[Saved data entries]
PR #282, opened 2021-01-28
Added dateTime for a single SoftwareUnitTestResult

AbhaMoitra:
Added dateTime to just UTR-1-1-1 to illustrate syntax and test RACK workflow. This works with dev version of RACK dated 1/28/2021/


RACK-Ontology/OwlModels/SACM-S.owl
```diff
@@ -18,12 +18,12 @@
     <rdfs:comment xml:lang="en">This ontology was created from a SADL file 'SACM-S.sadl' and should not be directly edited.</rdfs:comment>
   </owl:Ontology>
   <owl:Class rdf:ID="ASSERTED_CONTEXT">
-    <rdfs:comment xml:lang="en">Asserted Context can be used to declare that the artifact cited by an ArtifactReference(s) provides the context for the
+    <rdfs:comment xml:lang="en">Asserted Context can be used to declare that the artifact cited by an ArtifactReference(s) provides the context for the&#xD;
 interpretation and scoping of a Claim or ArgumentReasoning element.</rdfs:comment>
```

:: Aim of the task ::
Copy out every line in the entries above that holds "artifact".

:: Task output ::
-    <rdfs:comment xml:lang="en">Asserted Context can be used to declare that the artifact cited by an ArtifactReference(s) provides the context for the
+    <rdfs:comment xml:lang="en">Asserted Context can be used to declare that the artifact cited by an ArtifactReference(s) provides the context for the&#xD;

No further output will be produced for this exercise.